# Algorithm Recommendations for OpenPGP?

## wswartzendruber

What are the reasons for not forcing AES256 and SHA256?

----------

## Bircoph

Do you mean gpg defaults? Perhaps, compatabilty issues. You can always setup whatever algorythms you want in your key preperences.

Though, I'll think twice before AES usage. This algorythm is too popular and NSA approved, that means that even if there is no classified techniques to break it, this is the most targeted cipher in the world.
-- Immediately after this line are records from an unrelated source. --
PR #4126, opened 2020-05-27
RN v60 upgrade preparation

chrisbobbe:
These commits are meant to be mergeable before the RN v60 upgrade. It'll make a main PR that does the upgrade smaller and easier to reason about.


package.json
```diff
@@ -65,7 +65,7 @@
     "react-native-safe-area": "^0.4.1",
     "react-native-screens": "^1.0.0-alpha.23",
     "react-native-simple-toast": "^1.0.0",
-    "react-native-sound": "^0.10.9",
+    "react-native-sound": "~0.10.9",
```
gnprice, line 68: I think the existing `^0.10.9` already has the same meaning.

You can try it empirically here:
https://semver.npmjs.com/

android/app/build.gradle
```diff
@@ -22,6 +22,9 @@ import com.android.build.OutputFile
  *   // the entry file for bundle generation
  *   entryFile: "index.android.js",
  *
+ *   // https://facebook.github.io/react-native/docs/performance#enable-the-ram-format
+ *   bundleCommand: "ram-bundle",
```
gnprice, line 26: I was curious what this was about, so I followed the link to read the docs.

Hilariously, the link is broken already. Here's a permalink for what it originally linked to:
https://reactnative.dev/docs/0.60/performance#enable-the-ram-format
and it looks like this is its new home:
https://reactnative.dev/docs/ram-bundles-inline-requires#enable-the-ram-format

(Regrettably the versioned URLs don't seem to work for the current version -- so for the current version of the docs it's impossible to create a link that both works today and will work in the future. But if you're reading this in the future, stick an `0.62/` in there.)

Let's use the updated URL. Probably that means in a future upgrade there'll be a patch that we've already taken and just conveniently drops out.

Meanwhile my conclusion from reading that bit of docs is that this won't be a priority for us to do (it requires a lot of setup and tuning to make it really a net positive), and it's obsoleted by Hermes so we'll probably be on that before we'd turn our attention to try to use this feature.

android/app/proguard-rules.pro
```diff
@@ -9,13 +9,6 @@
 
 # Add any project specific keep options here:
 
-# If your project uses WebView with JS, uncomment the following
-# and specify the fully qualified class name to the JavaScript interface
-# class:
-#-keepclassmembers class fqcn.of.javascript.interface.for.webview {
-#   public *;
-#}
-
```
gnprice, line 18: Technically, this should happen after the upgrade commit because RN
    v0.60.0 newly omits WebView in RN core. But we're not using the
    WebView in RN core, we're using `react-native-webview`, from
    `react-native-community`. So the absence of this hint will be fine.

Also it will be fine because it's a hint we've been ignoring all this time anyway :wink: 

(I don't even really understand what it's trying to say.)

android/app/build.gradle
gnprice: > Probably that means in a future upgrade there'll be a patch that we've already taken and just conveniently drops out.

Ha, nope, it's still broken in master :shrug:

package.json
chrisbobbe: Ah OK! I'd mistaken the caret's behavior here as the caret's behavior if the leftmost spot wasn't a zero.

From a relevant-looking [doc](https://docs.npmjs.com/misc/semver):
> Caret Ranges ^1.2.3 ^0.2.5 ^0.0.4
>
> Allows changes that do not modify the left-most non-zero digit in the `[major, minor, patch]` tuple.

chrisbobbe:
Fantastic, I'm so pleased to have much less to work with at a time, on my `rn-60` branch! I'll try to get that PR put together tomorrow.

PR #4129, opened 2020-05-29
uploads: Show file upload progress.

### LINKED ISSUE #2684: Image upload: Show progress feedback

agrawal-d:
When a user chooses a file for upload, show a local echo which
    indicates that the file is being uploaded. When the upload
    finishes, replace the echo with the actual uploaded file, and send
    that message to the server. If the upload fails, remove the local
    echo.

Todos:
- [x] Show upload progress.
- [ ] Translate the '[Uploading file...]' string.

upload-status

    
Closes #2684.


agrawal-d:
upload-status

src/types.js
```diff
@@ -201,6 +201,12 @@ export type Outbox = {|
   subject: string,
   timestamp: number,
   type: 'stream' | 'private',
+
+  /**
+   * Whether the message is for local echo only. If true, the message is not
+   * sent to the server.
+   */
+  isLocalEcho?: boolean,
```
chrisbobbe, line 209: Hmm, I think this needs a more precise name. The whole architecture for the "outbox" is kind of an implementation of the "local echo" concept; we've got a brief mention of "local echo" in a doc [here](https://github.com/zulip/zulip-mobile/blob/8bf48939771a4eacc8a170a4620ef2f01ff97d15/docs/glossary.md#local-echo).

At first, I thought, maybe, `isLocalEchoOnly`? But maybe that requires more effort than necessary to understand what it means.

I wonder about something like `deferSending`?

agrawal-d: `deferSending` sounds good. Changed.

src/outbox/outboxActions.js
```diff
@@ -64,6 +64,10 @@ export const trySendMessages = (dispatch: Dispatch, getState: GetState): boolean
         return; // i.e., continue
       }
 
+      if (item.deferSending !== undefined && item.deferSending === true) {
```
chrisbobbe, line 67: Just `if (item.deferSending) {` should be fine here.

src/outbox/outboxReducer.js
```diff
@@ -17,7 +17,15 @@ const initialState = NULL_ARRAY;
 const messageSendStart = (state, action) => {
   const message = state.find(item => item.timestamp === action.outbox.timestamp);
   if (message) {
-    return state;
+    // If we find there is already a message in the outbox with the same
```
chrisbobbe, line 20: Looks like there's a test in `outboxReducer-test.js` that should be changed to test the new behavior. 🙂

chrisbobbe: Also, an extra-principled option would be to add an `outboxActions-test.js`, like we have `fetchActions-test.js`, on the action side of Redux.

Mainly, `fetchActions-test.js` tests the async `thunk` action creators to make sure they dispatch the appropriate plain object actions when they're supposed to. Note that `redux-mock-store` describes in its README that it doesn't do anything with the reducers; there's not currently a clear way to test the actions and the reducers together.

Could just start with something small, so that there's at least something to add to, for the next person making changes to the outbox actions.

src/types.js
```diff
@@ -201,6 +201,9 @@ export type Outbox = {|
   subject: string,
   timestamp: number,
   type: 'stream' | 'private',
+
+  /** If true, we don't send the message to the server. */
+  deferSending?: boolean,
```
gnprice, line 206: What's the difference in meaning between a missing value and `false`?

If there is no difference in meaning, then the property should just be always present. We'll want a migration to add it to existing outbox objects, as `false`.

src/outbox/outboxReducer.js
```diff
@@ -17,7 +17,15 @@ const initialState = NULL_ARRAY;
...
+    // timestamp, replace it with the new message from the action. This is used
+    // to update & send mesasges with `deferSending` as `true`.
+    return state.map(item => {
+      if (item.timestamp === action.outbox.timestamp) {
+        return action.outbox;
+      }
+      return item;
+    });
```
gnprice, line 28: This behavior is a bit peculiar, and it only really becomes possible to understand given the context of the next commit. (One way of thinking of that: it's presenting an API which that next commit is using, and the API is quite particular and starts really making sense only when the way the API is used becomes visible.) So for that reason it'd be best to just squash these commits together.

src/message/fetchActions.js
```diff
@@ -286,8 +286,16 @@ export const uploadFile = (narrow: Narrow, uri: string, name: string) => async (
...
+  const timestamp = await dispatch(addToOutbox(narrow, '[Uploading file...]', true));
+  let response;
+  try {
+    response = await api.uploadFile(auth, uri, name);
+  } catch (err) {
+    dispatch(deleteOutboxMessage(timestamp));
+    return;
+  }
+  const messageToSend = `[${name}](${response.uri})`;
+  dispatch(addToOutbox(narrow, messageToSend, false, timestamp));
```
gnprice, line 300: It makes me kind of nervous to be constructing this whole outbox object (and all its properties) a second time here. What if it gets some different answers the second time? Which should prevail? I'd rather not have to worry about that.

(Also it means doing a variety of work twice, which is the sort of thing that can contribute to making things slow. In this case I think there's nothing expensive that gets done twice, but because it's spread over a decent bit of code that *looks* like it gets called once per message sent, that could change innocently in the future.)

Instead let's have a new action type like UPDATE_OUTBOX_MESSAGE, which just contains a `timestamp` property (really `id` would be better, but the existing code uses `timestamp` as an ID and we can follow that for now), `deferSending`, and `content` and `markdownContent`.

Then instead of this second call to `addToOutbox`, we can call a new thunk action creator, something like `dispatch(completeOutboxMessage(timestamp, messageToSend));`, and that one will dispatch one of the new action type to update Redux and then dispatch a `sendOutbox()`.

src/outbox/outboxActions.js
```diff
@@ -176,7 +181,9 @@ export const addToOutbox = (narrow: Narrow, content: string) => async (
       avatar_url: userDetail.avatar_url,
       isOutbox: true,
       reactions: [],
+      deferSending,
     }),
   );
   dispatch(sendOutbox());
```
gnprice, line 187: This line can be skipped when `deferSending`, and that might make it a bit easier to think about what's intended to happen here.

src/outbox/outboxReducer.js
chrisbobbe: > Looks like there's a test in `outboxReducer-test.js` that should be changed to test the new behavior. 🙂

This is no longer true, with the implementation Greg suggests at https://github.com/zulip/zulip-mobile/pull/4129#discussion_r463413900.

chrisbobbe: > Also, an extra-principled option would be to add an `outboxActions-test.js`, like we have `fetchActions-test.js`, on the action side of Redux.

I took a stab at doing this, but I think it would be best to do this along with #3881, so that we don't end up doing work that we'll just discard.

chrisbobbe:
I've just pushed a new revision, resolving conflicts and addressing Greg's feedback above. 🙂

chrisbobbe:
Hi, @agrawal-d! I have an update on the status of this PR. It's looking like it'll be superseded by something like #4590, which aims to put the link in the compose box instead of sending the image as a message right away. This will be really helpful, as it'll mean the user has another opportunity to cancel if it turns out that they don't actually want to send a particular message.

Unfortunately, that PR goes in a pretty different direction, so it's not likely that most of the work done here will be useful there. Given that, I'll go ahead and close this. We still really appreciate that you did this work, though, as it helped move our thinking forward! 🙂

PR #4132, opened 2020-06-01
More pre-RN 60 commits

chrisbobbe:
These two are small and NFC but mergeable before the RN upgrade, to make that PR easier.


gnprice:
Merged -- thanks!

Issue #4093, opened 2020-05-07
Apple warning about UIWebView (2020-11 deadline)


gnprice:
Apple sends the following warning by email when I upload a new version of the app:

> **ITMS-90809: Deprecated API Usage** - App updates that use UIWebView will no longer be accepted as of December 2020. Instead, use WKWebView for improved security and reliability. Learn more (https://developer.apple.com/documentation/uikit/uiwebview).

I believe we don't actually use `UIWebView` -- we switched to `WKWebView` in 24.0.113, over a year ago. Unless we messed that up somehow. But `react-native-webview` at the version we're using still has code that refers to the old `UIWebView`, which is almost surely enough to explain the warnings.

Looks like I started getting these warnings with the upload of 26.23.146, on 2020-03-09. That may reflect a change in our app then, or it may just reflect Apple starting to issue these warnings.

It looks like react-native-webview dropped UIWebView in v7.0.1:
https://github.com/react-native-community/react-native-webview/releases/tag/v7.0.1

So we should upgrade to that version, and then see if that eliminates this warning.

That version in turn comes after the r-n-webview v6 change to use AndroidX. So after we ourselves migrate (#3852), we should be able to try that upgrade.

chrisbobbe:
I'm currently planning to upgrade `react-native-webview` to 7.0.0 in the same commit as the RN v0.60.0 upgrade, because of peer dependency constraints. Then, as a follow-up, I'm planning to take it to v7.0.3 because of a want expressed in 1982f3fa8183502b5388dec0377c518fdeedf. If you want, I can stop by v7.0.1 in a separate commit before v7.0.3, with a note about dropping UIWebView, or I can just give a shoutout to that in the v7.0.3 commit.

Issue #4026, opened 2020-04-08
Build: Use "Autolinking" (RN >= v0.60)


chrisbobbe:
Once we're on RN >= v0.60 (that's #3548), we can further increase the ease of managing our native code dependencies, even more than we did on iOS with CocoaPods in #3987.

EDIT: Ah, I just realized that there'd been some previous discussion of this! That's [here](https://chat.zulip.org/#narrow/stream/243-mobile-team/topic/RN.20autolinking/near/813280).

The autolinking docs are [here](https://github.com/react-native-community/cli/blob/master/docs/autolinking.md).

The key step that we will no longer have to do is `react-native link`. Note that this distinguishes "autolinking" from "automatic linking" (what a choice of names!), described in the ["Linking Libraries" doc](https://reactnative.dev/docs/linking-libraries-ios#automatic-linking). Note that the "Manual Linking" step, there, describing steps you can take through Xcode to modify the `ios/project.pbxproj` file, is completely obsolete following the use of CocoaPods in #3987.

I expect we'll want to improve this issue heading (I'm open to this message being edited, wiki-style), but for now, I wanted a place to put a specific comment about one of our dependencies, which I'll do in the next comment.

chrisbobbe:
At https://github.com/zulip/zulip-mobile/pull/3987#discussion_r402002988, Greg was puzzled about the presence of a `libz.tbd` in `project.pbxproj` (our project's Xcode config): 

> This one isn't in the upstream template -- but it also looks like it never was. It entered our project file in [a18c95b](https://github.com/zulip/zulip-mobile/commit/a18c95b5976867117a04d23734f5d9a7e32194c8) (#881).
> 
> Well, I guess that makes any cleanup of it orthogonal to this PR, then.

As that commit and PR hint at, but don't really say, `libz` was introduced when we first installed [`@sentry/react-native`](https://github.com/getsentry/sentry-react-native). It still receives some special treatment in the latest version: it appears under `platforms.ios.sharedLibraries` in `@sentry/react-native`'s `react-native.config.js`, a file that we [know](https://github.com/zulip/zulip-mobile/pull/3987#issuecomment-605359371) is capable of causing changes in the `project.pbxproj` file when you run `react-native link`. The doc for that bit of a `react-native.config.js` file seems to be [here](https://github.com/react-native-community/cli/blob/master/docs/dependencies.md#platformsiossharedlibraries).

[...]

PR #4133, opened 2020-06-01
RN 60 upgrade

### LINKED ISSUE #3548: Upgrade to RN v0.60

chrisbobbe:
Closes #3548, #4026. Yay!

In this revision, there are two `prettier [nfc]` commits that are fine to merge first; just those two are at #4132.

I ran `rm -rf node_modules; rm -rf ios/Pods; yarn; tools/test --full` at every commit, and they all passed. I opened the app on my iOS device and on the Android emulator (the Android devices has been having "Could not connect to development server" errors), poked around, sent a message, etc.; it all seems to work.

There's just a bit of follow-up work to do, but I'll put that in its own PR so I don't crowd this one.


src/webview/js/js.js
```diff
@@ -604,6 +604,10 @@ const eventUpdateHandlers = {
 };
 
 // See `handleInitialLoad` for how this gets subscribed to events.
+
+// Flow 0.98.0 (in an upcoming commit) wants this to be
```
gnprice: nit: I'd use a line like `//` to keep the above comment visually attached to the code it's commenting on, while still getting this blank line between paragraphs.

Doesn't much matter here, because this comes and goes within the span of the series.

chrisbobbe:
Oops! I was just reminded by https://github.com/zulip/zulip-mobile/pull/4089#discussion_r433566019 and the doc linked from there that we're sticking with `Fixes: #...`, not `Closes: #...` for consistency's sake; I'll fix this tomorrow. I'd seen a few instances of `Closes: #...` recently and thought there might be a new tendency to distinguish fixing broken things from doing tasks, generally. But I agree, consistency is nice.

gnprice:
#### d8329e609 android build: Prepare to activate Hermes.

Tiny nit, but I'd more typically say "enable Hermes" or "switch to Hermes".

    This part corresponds to
    
    - facebook/react-native@8e375850d
    - facebook/react-native@4bb0b4f20 (a partial reversion)
    
    Then:
    
    - In 0.60.1, facebook/react-native@e857d7066 was released,
      giving Hermes support.
    - In 0.60.2, facebook/react-native@0738fe573 was released,
      fixing an error in the template app.

I read this as saying this part (this commit?) corresponds to the first two of these. But I think it corresponds to all of them together? I think squashing it like this probably is indeed the cleanest way to show it. We can probably also tell the story more simply to match -- like just list the four commits and say it's the combination of them.

chrisbobbe:
> I read this as saying this part (this commit?) corresponds to the first two of these.

Ah, right, thanks for catching that! I think I meant "this part" in the context of "RN did this in two parts" above that, and "Then:" referred to the second part of RN's strategy. I agree it's ambiguous; I'll find a way to clear that up.

chrisbobbe:
Thanks for your comments so far! They're all very helpful; I'll address them tomorrow. I wasn't sure if it was possible to adequately summarize all the information but clearly you've gotten most of the way there, so I'll take it from there! 😄

chrisbobbe:
> Tiny nit, but I'd more typically say "enable Hermes" or "switch to Hermes".

Ah, haha. I think the variable they use in the template is indeed `enableHermes`.

Now I have some monstrosity in my mind about a mad scientist in some sci-fi comic evilly commanding "Activate Hermes!" and Percy Weasley's owl Hermes shoots out from somewhere and squawks.

src/webview/js/js.js
chrisbobbe: Sure, good idea!

chrisbobbe:
I remembered that we need a libdef for `react-native-webview` 7. FlowTyped doesn't have one, so I'm putting one together from the FlowTyped one for version 6, plus a diff of some TypeScript files in the `react-native-webview` repo.

chrisbobbe:
Updated this wth the `react-native-webview` 7 libdef.

gnprice:
Very helpful, thanks!

#### 2db86bb1c Upgrade React Native from v0.59 to v0.60.

    - Upgrade `react-native-webview` to satisfy peer dependencies and
      remove the outdated libdef (to be replaced in an upcoming commit).

* The removal doesn't happen in this commit, so it's confusing to have it in this list of things that happen.

  It was already explained pretty clearly in the commit where it happened, so I think it can just not be mentioned here.

    - Upgrade `react-native-sound` and `rn-fetch-blob` to versions with
      podspecs compatible with the new pod layout in RN v0.60. A lot of
      work has already been done toward this:
    
    - We ignore or have already handled several changes to the Xcode and
      Gradle configs.

* The "A lot of work has …" looks like an editing error.

* Oh, and I guess the "We ignore or have already handled …" is maybe better as one of the list after this (of things previously done), too.

* This first list could use a short heading saying what it's a list of -- like "In this commit:"

* Then, lower down: the discussion of the two declared breaking changes in r-n-webview is quite informative! It kind of gets drowned out a bit by all the details of the peer-dep warnings. How about replacing the first few paragraphs of that section, from "After the upgrade, we get" through "We take 7.6.0, the latest.", with something like this?

  > We upgrade react-native-webview in this commit because versions before 7.x aren't compatible with RN v0.60, and versions 7.x aren't compatible with RN v0.59. We take the latest 7.x version, 7.6.0.

* Hmm, also, why not go all the way to the latest?

* One thing that could simplify this a bit: upgrade first to the latest 6.x. That would cover the AndroidX update and also the PR we sent.

* Another thing that would simplify it, IIUC, is actually to go in this commit only to 7.0.0 -- then to the latest (or latest 7.x) in a followup commit. That way the one thing that actually requires a code change explained in this giant commit message gets to be pulled out.

    later than 7.0.0. We take 7.6.0, the latest. Nicely, this gets us
    the changes from one of our PRs, released in 7.0.3; see 1982f3fa8
    and its reversion in the commit that followed, bbfac73f0.

* (This is kind of sad to look at because what that PR did was remove some noise from the Gradle output... and unimodules is now about 20 times noisier :cry:, plus a bunch of color.)

    There are no updates on the Android side that must happen atomically
    with the RN upgrade.
    
    Some Android changes never appear in this series:

* I think this whole section can just be dropped; it looks like everything in it is something already explained in another commit.

  In general this commit message is quite long, and has a lot of different things explained in it. That can make it a bit of a challenge to follow the explanations of the key points about the changes it does make. So cutting material about changes it doesn't make is helpful for that.

    Some iOS changes from the upgrade guide don't appear in this series.
    …

* Similarly, most of this is summarizing stuff already done and explained in previous commits.

  Hmm, I guess one thing that's going on in this list, and also the Android one, is that it provides a sort of cross-reference from the diff hunks in the upgrade-helper output. That's definitely a useful thing to do! It was basically an essential part of the work you did to produce the upgrade, and it's good to keep those resulting notes.

  I think this commit message isn't the right medium for it, though, because most of it isn't about this commit and it's quite a lot of material.

  A good medium for it might be the GitHub issue, #3548, as a comment. In fact one major advantage that would have is that, as is, this cross-reference is a bit scattered through different parts of the commit message (here; the Android list above; the short paragraph about "scripts" in `package.json`); if it's its own GitHub comment, you can collect all those together.

  Also as a comment you can edit it as needed; at this point there won't be many edits left, but perhaps a few to link to follow-up commits.

  In retrospect and for future upgrades, that could be a good way to track those notes while the work is in progress, too.

android/app/src/main/java/com/zulipmobile/MainApplication.java
```diff
@@ -43,25 +36,21 @@ public boolean getUseDeveloperSupport() {
...
+            // manually here
+            packages.add(new ZulipNativePackage());
+            packages.add(new NotificationsPackage());
+            packages.add(new SharingPackage());
+
+            // Add unimodules
+            List<ReactPackage> unimodules = Arrays.<ReactPackage>asList(
                     new ModuleRegistryAdapter(mModuleRegistryProvider)
             );
+            packages.addAll(unimodules);
```
gnprice, line 51: Is this different from just `packages.add(new ModuleRegistryAdapter(…))`?

android/app/build.gradle
```diff
@@ -239,3 +267,6 @@ tasks.withType(org.jetbrains.kotlin.gradle.tasks.KotlinCompile).all {
         jvmTarget = "1.8"
     }
 }
+
+// Necessary for Autolinking; see facebook/react-native@261197d85
+apply from: file("../../node_modules/@react-native-community/cli-platform-android/native_modules.gradle"); applyNativeModulesAppBuildGradle(project)
```
gnprice, line 272: nit: newline at end of line

Also, let's uncramp this line by putting the statements on separate lines. I can see why people jam them into one line when writing instructions and saying to copy-paste; but now that it's part of our source code, it's better to put the code in a reasonable format.

android/settings.gradle
```diff
@@ -1,33 +1,7 @@
 rootProject.name = 'ZulipMobile'
-
+apply from: file("../node_modules/@react-native-community/cli-platform-android/native_modules.gradle"); applyNativeModulesSettingsGradle(settings)
```
gnprice, line 2: similarly, let's uncramp this onto two lines

Also the blank lines seem helpful, separating logical stanzas of related code.

gnprice:
#### 747145fbf libdefs: Compose and use libdef for `react-native-webview` at 7.6.

This looks like a lot of work -- thanks!

Would be great to send this as a PR to the flow-typed repo, too.

I tried spot-checking some of the changes, as seen in `git diff @~9 -- flow-typed/`. They seemed fine, but I didn't attempt to read through all of them.

There was a converter from TS to Flow libdefs that we'd talked about before... ah, Flowgen:
https://github.com/joarwilk/flowgen
and you've [tried it once before](https://chat.zulip.org/#narrow/stream/243-mobile-team/topic/Android.20build.3A.20unimodules/near/845833). Did you try it out here? How'd that go?


#### 0b03a5083 android build: Enable "autolinking".

    2. Make the changes indicated by `facebook/react-native@261197d85`,
       where it touches the Android side of the React Native template
       app. In this example, `new MainReactPackage()` is nowhere to be
       seen [3], so, remove that from the list. …

    [3]: It isn't present in
         https://github.com/facebook/react-native/blob/769e35ba5f4c31ef913035a5cc8bc0e88546ca55/template/android/app/src/main/java/com/helloworld/MainApplication.java#L22-L28,
         which the "autolinking" doc (footnote 1, above) links to.

It sounds like this is just describing the fact that `new MainReactPackage()` is removed by that commit. Is there a subtlety here that I'm missing? If not, then it seems like the first sentence covers that, and the second sentence and its footnote aren't needed.

Or, for this whole step:

> 2. Apply the Android-side changes from facebook/react-native@261197d85. In `getPackages`, this removes `MainReactPackage` and gives a new form to put the references to `ZulipNativePackage`, `NotificationsPackage`, and `SharingPackage`.

    4. Add a `react-native.config.js` file, as the recommended way [2]
       to say we don't want certain modules to be linked.

Great!

How did you determine that's the right set of config tweaks to make? In particular that there wasn't some other library that's in our node_modules but we don't want to autolink.


#### a1d3609a6 ios build: Enable "autolinking".

    2. Make the changes recommended by these commits in
       `facebook/react-native`. They follow an A, revert-A, A' pattern:
    
       - 261197d85 Implement changes to enable native modules auto
       linking (#24506)
    
       - da7d3dfc7 Partially back out #24506, fixing iOS e2e tests
       (#24788)
    
       - 86a97e783 – Bring back autolinking to the iOS template (#25314)
    
       It simply imports and runs a command, `use_native_modules`.

I think the method's name is `use_native_modules!` I.e. the `!` is just the last character of its name.

In particular if you look in the file that implements it, the definition looks like:
```ruby
def use_native_modules!(root = "..", config = nil)
  …
```

Also it looks like this can be summarized by mentioning just the last commit -- the changes made in A that weren't reverted in A' are all outside `template/ios/`.


    6. Run `pod install` and see that the only change to
       `ios/Podfile.lock` is in the checksum. So, job done.

:tada:

chrisbobbe:
Thanks for the detailed review! I'll respond in chat, starting [here](https://chat.zulip.org/#narrow/stream/243-mobile-team/topic/.23M3548.20RN.20v0.2E60.2E0.20upgrade/near/893725).

android/app/src/main/java/com/zulipmobile/MainApplication.java
chrisbobbe: Hmm, interesting! I don't know what else might be supposed to go in this list, eventually. I was following this: https://gist.github.com/mczernek/9de9e184abc430e9e3508d26738c8a14/revisions

which is linked to from https://github.com/unimodules/react-native-unimodules, as "this diff for react-native >= 0.60".

I think it makes sense to just do `packages.add(new ModuleRegistryAdapter(…))`.

gnprice:
I think you're still working on the r-n-webview libdefs.

On the rest, just small comments:

    5. To compare the list of linked packages before and after this
       commit, note that in both cases, the list to be observed is the
       one returned by the `getPackages` implementation given to the
       abstract class `ReactNativeHost`, where it's constructed in
       `MainApplication.java`.

This isn't entirely right -- the abstract class `ReactNativeHost` has the implementation it has, and we don't give it a new one. The name for the syntax you're seeing in `MainApplication.java` looks to be "anonymous class": https://docs.oracle.com/javase/tutorial/java/javaOO/anonymousclasses.html That is, we make a subclass of `ReactNativeHost`, don't bother to give the class a name, and immediately just make an instance of it (as suggested by the `new`.)

I think just saying "the one returned by the `getPackages implementation in `MainApplication.java`" is probably enough.


    2. Make the change recommended by `facebook/react-native@86a97e783`:
       import and call a method, `use_native_modules!`.

Why the backticks around the commit ID? Without them, the GitHub view of the commit message will linkify it, which seems useful.

Otherwise all looks good!

chrisbobbe:
> This isn't entirely right -- the abstract class `ReactNativeHost` has the implementation it has, and we don't give it a new one. The name for the syntax you're seeing in `MainApplication.java` looks to be "anonymous class": https://docs.oracle.com/javase/tutorial/java/javaOO/anonymousclasses.html That is, we make a subclass of `ReactNativeHost`, don't bother to give the class a name, and immediately just make an instance of it (as suggested by the `new`.)

Ah OK, good to know, thanks! I wasn't aware of anonymous classes.

chrisbobbe:
> Why the backticks around the commit ID?

Habit, I think — using backticks means something is definitely not an English word. But...this is already definitely not an English word! And those links are helpful. It'll autolink (ha) to this issue from the facebook/react-native repo, but that's fine.

chrisbobbe:
Thanks for the review! I've pushed the changes with the `react-native-webview` libdef.

gnprice:
Great! This all looks good -- just a couple of small nits.

The PR is marked as draft; is there a reason that's intentional or did you mean to lift that?

#### 320ab3a5a Upgrade React Native from v0.59 to v0.60.

    Fixes: #3548
    
    Fixes: #4093

nit: The "Foo: something" metadata lines at the end go together as one stanza; see for example the commit messages in linux.git. For a specific example, here's the latest non-merge commit at the moment in Linus's tree: https://github.com/torvalds/linux/commit/db33ec371be8e45956e8cebb5b0fe641f008430b


#### 37cbe114f libdefs: Compose and use libdef for `react-native-webview` at 7.x.x.

The `style` prop is probably optional, right?

chrisbobbe:
> The `style` prop is probably optional, right?

Mmm, thanks for catching this! Also, I don't remember why I put the `+` in there; I'm not finding a really suitable example that I would have modeled that on, either in `expo-apple-authentication` ( a few enum-like types use `+` there, but that's all) or in `ViewProps` in `react-native/Libraries/Components/View/ViewPropTypes`, which is what informs this type.

In fact, it looks like the actual line (line 378 for me) is this:

```
style?: ?ViewStyleProp,
```

Not really something we've made a pattern of doing in our code, but maybe I'll use this just for consistency.

chrisbobbe:
and I just un-marked it as a draft! Yeah, I should have done that earlier.

gnprice:
OK -- merged! :confetti_ball: This was a big upgrade -- glad it's now complete. :smile:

So it is advisable to use some other, less popular cipher.

----------

## Veldrin

I have to agree with Bircoph.

In addition, it depends, on what you need in a cipher: if strenght is important, use serpentl; if speed is important use twofish (both were aes finalists).

If you are looking for alternative hashing algorithm, I'd suggest rmd or whirlpool (though i am no expert on the subject). IIRC rmd is as old and strong as sha1, but far less attacked, whirlpool creates a long hash...

just my .02$

V.

----------

## Goverp

 *Bircoph wrote:*   

> ...
> 
> Though, I'll think twice before AES usage. This algorythm is too popular and NSA approved, that means that even if there is no classified techniques to break it, this is the most targeted cipher in the world. So it is advisable to use some other, less popular cipher.

 Conversely, if there are weaknesses, you're most likely to hear of them, 'cos lots of people are looking.  Unpopular ciphers are more likely to have weaknesses, because they've had less testing.

----------